Although cybersecurity professionals are praising the Biden administration’s executive order (EO) on artificial intelligence (AI) for its measured approach that’s committed to the safe, secure, and trustworthy development of AI, this widely-anticipated 100-plus page EO is as “ground-breaking” as a ceremonial shovel.
This EO offers the scaffolding, with many federal departments and agencies given 90 to 270 days to complete various tasks. The federal AI policies are officially under construction, and just like any construction project requires a strong foundation, so does Biden’s landmark AI EO.
While it has its shortcomings, Biden’s AI EO does represent a significant step forward that requires stakeholders across government, the private sector, academia, and the public to pitch in. Just as the Obama administration’s 2016 cybersecurity EO took many years to foster substantive change, the impact of Biden’s AI EO will also take time to realize. That’s not necessarily bad since organizations will need time to assess the challenges and opportunities of an evolving AI/large-language model (LLM) landscape while protecting their interests, as state governments will also look to flex their regulatory powers.

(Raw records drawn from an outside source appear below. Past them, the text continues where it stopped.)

PR #3153, opened 2025-05-17
A collection of fixes for identified/new data anomalies from GitHub API

sgoggins:
**Description**
-  This fixes errors when a PR is collected and deleted, or when a PR contains no commit records. This is an occasional anomaly we need to address. 
-  This fixes errors on `facade_contributors` logic with tighter alignment with the API and myriad of possible values returned. Also added error handling. 
- Libyear Dependencies had some issues with emerging variance in PyPi declarations. The known possibilities are now handled. 
- GithubDataAccess: Added error handling to function in cases where there are PRs with missing commits, or (PRs or Issues that were deleted before we go get the related messages). It is worth noting that we do **not** have any issues for PR files, which is because the GraphQL API we use there returns "None" if there are no files, instead of a 404 like the commits endpoint.
- repo_info: Added code to handle emergent new ways or structures for data returned (or not returned). 
- Fixed merge issue in backend/Dockerfile with help from @JohnStrunk 
- analyze_commit methods updated to handle missing data

This PR fixes #

All of the fixes were identified using a large GitHub data collection test set where we find emergent anomalies. 

**Signed commits**


sgoggins:
I think the Docker issue is related to storing secrets OR it could be that the golang-builder image we are referencing doesn't exist anymore. @JohnStrunk ... what do you think?

JohnStrunk:
> I think the Docker issue is related to storing secrets OR it could be that the golang-builder image we are referencing doesn't exist anymore. @JohnStrunk ... what do you think?

There was a bad merge along the line someplace. In the backend Dockerfile, the name of the stage that builds the golang executables doesn't match the name being used to copy them into the final image:

```
FROM golang:1.23-bullseye AS golang
```
vs
```
COPY --from=golang-builder --chmod=u=rw,u+X,go=r,go+X "/scc" "/scc/scc"
```

Change the FROM line to be `... AS golang-builder`

augur/tasks/github/messages.py
```diff
@@ -114,22 +114,26 @@ def process_large_issue_and_pr_message_collection(repo_id, repo_git: str, logger
...
+            all_data += messages
         except UrlNotFoundException as e:
-            logger.warning(e)
-            continue
-
-        all_data += messages
+            logger.warning(f"{task_name}: 404 on comment URL {comment_url}. Skipping. Reason: {e}")
+            skipped_urls += 1
+        except Exception as e:
+            logger.error(f"{task_name}: Unexpected error on comment URL {comment_url}: {e}", exc_info=True)
```
ABrain7710, line 127: We don't want this because this will potentially obfuscate errors that are happening. We could potentially do this in the future, but right now we don't really look at logs to see the health of collection, we look at flower. So this would hide the error from flower

augur/tasks/github/pull_requests/commits_model/core.py
```diff
@@ -50,23 +50,32 @@ def pull_request_commits_model(repo_id,logger, augur_db, key_auth, full_collecti
...
+                    'tool_source': 'pull_request_commits_model',
+                    'tool_version': '0.41',
+                    'data_source': 'GitHub API',
+                    'repo_id': repo.repo_id,
+                }
+                all_data.append(pr_commit_row)
+        except UrlNotFoundException:
+            logger.warning(f"{task_name}: PR #{index + 1} returned 404 on commit data. Skipping.")
+        except Exception as e:
+            logger.error(f"{task_name}: Unexpected error while processing PR #{index + 1}: {e}", exc_info=True)
```
ABrain7710, line 76: Same here

augur/tasks/github/util/github_data_access.py
```diff
@@ -111,10 +111,26 @@ def make_request(self, url, method="GET", timeout=100):
...
+                query = parsed.query.lower()
+
+                if any(k in path for k in ["commits", "files", "comments"]) or \
+                any(k in query for k in ["commits", "files", "comments"]):
+                    self.logger.warning(
+                        f"Github response with 404 for PR files, PR commits or messages. "
+                        f"This is a data anomaly in the platform API, not an error. URL: {url}. Response: {response.text}"
+                    )
+                else:
+                    raise UrlNotFoundException(f"Could not find {url}")
```
ABrain7710, line 133: This logic should live in the pr files, pr commits, and pt comments collection files. 

It's not the responsibility of GitHub data access to understand how to handle responses from the GitHub api. Its responsibilities are to communicate the result of data retrieval (success by not throwing an exception or failure by throwing an exception), handle authentication and ensure fault tolerance from rate limits.

Essentially each of those needs to wrap the call to GitHub data access in a try catch and the specifically catch the UrlNotFoundException. Then the the catch you can do whatever logic that's needed for the specific data that's being collected.

It looks like it is already handled for files and messages, but not for commits

ABrain7710 (changes requested):

augur/tasks/github/repo_info/core.py
```diff
@@ -54,7 +54,32 @@ def get_repo_data(logger, url, response):
...
+    if 'errors' in data:
+        logger.error(f"GitHub API returned errors: {data['errors']}")
+        raise Exception(f"GitHub returned error response! {data['errors']}")
+
+    if 'id' not in data and 'message' in data:
+        logger.warning(f"Unexpected response structure from {url}: {data}")
+        if data['message'] == 'Not Found':
+            raise Exception(f"GitHub repo was not found or does not exist for endpoint: {url}")
+
+    return data
```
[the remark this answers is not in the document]
sgoggins: So rewrite the repo_info logic to hit graphql instead of the REST API?

augur/tasks/github/util/github_data_access.py
ABrain7710: Are you saying when we request all messages for a repo and it doesn't have any it will return a 404? 

If so we should catch the UrlNotFoundException in the call to /<owner>/<repo>/messages

augur/tasks/github/repo_info/core.py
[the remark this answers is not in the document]
ABrain7710: I didn't realize this was using the GitHub api. If it is then it should be using the GithubDataAccess class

The Biden EO seeks to cultivate AI's innovation and automation benefits while mitigating its risks, such as unethical outcomes and mass unemployment. AI regulation has drawn bipartisan interest in the U.S. House of Representatives and the Senate, with a flurry of hearings dedicated to exploring balancing innovation, duty of care, civil rights, and national security priorities.
Biden’s EO effectively benchmarks the responsible use of AI through red-team testing, the development of NIST standards for these tests, the development of AI to find and fix software vulnerabilities, privacy by design principles, and avoiding implicit bias. Despite the ambitious scope of Biden’s long-awaited EO, there’s little in the way of implementation, and until NIST standards are developed, it lacks a stable technical framework.
The technology industry should actively work with the government to develop technical standards and outcome-driven policies at home and abroad. Still, it’s the inner circle of cybersecurity professionals that should pay closer attention to how the Department of Homeland Security (DHS) will develop and test methods to leverage AI technologies to assist: “in the discovery and remediation of vulnerabilities in critical U.S. government software, systems, and networks.”
Managing the risk of dual-use technologies
The promise of AI-enabled vulnerability scanning may seem ideal, but first impressions are deceiving. There’s a propensity among attackers to use vulnerability scanning and penetration testing tools (Mimikatz and Bloodhound) to conduct attacks. Now that an AI-enabled vulnerability scanner has been put on the DHS roadmap, it stands to reason that other nation-states and APTs could develop malicious AI tools that do the same.
Furthermore, discovering software vulnerabilities only represents half the battle, even without any AI-enabled threat. It tends to take organizations months to patch critical vulnerabilities, assuming they have visibility into which devices are vulnerable in the first place. Furthermore, it’s often challenging (or even impossible) to patch unmanaged IoT and ICS/OT devices.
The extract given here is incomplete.